If it’s not clear so far from this post, I grew up at Bluecore. It’s comprised 75% of my working life so far. I did a lot of things for the very first time. I’ve learned so much in so many ways. I’ve made a ton of mistakes. Could I have learned the same amount at other companies during the same amount of time? Quite possibly.

But looking back at 24-year-old me, I would say I was really lucky to find this ragtag group of folks daring enough to take on established industry-leaders to start a fledgling email marketing company.

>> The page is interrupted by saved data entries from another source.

PR #153, opened 2024-12-08
Cluster manager: use update to wait for cluster to start

dandavison:
This PR changes our cluster manager sample as follows:

- Previously, the workflow was started, but the "cluster itself did not start" until a signal is sent in.
- Now, the workflow automatically does the "start cluster" operations on workflow start. An update is available for the user to wait until the cluster is ready to be used.

The reason for this change is that it highlights two styles of update usage:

I knew there was a good chance we would go bankrupt after I started, since almost all small early startups do. I remember the thing that struck me most when I interviewed here originally was that the people seemed ridiculously smart and like good people to learn with for a year or two even if the company didn’t work out. Luckily, it did and they were.

And the journey isn’t over yet. As we head into the new year, we still have aggressive plans to hire another 100 people and maintain high YoY growth (all while still navigating a once-in-a-century pandemic). I’m confident the problems the team will be facing this coming year are unlike any we’ve seen before the last six years I’ve been here. The team will get bigger, the problems will get harder, the technology will keep changing, and our customers will have new needs. I’m sure in a year, I’ll be a new person, working at a new Bluecore. In many ways, being in that continuous journey is the most exciting part of all.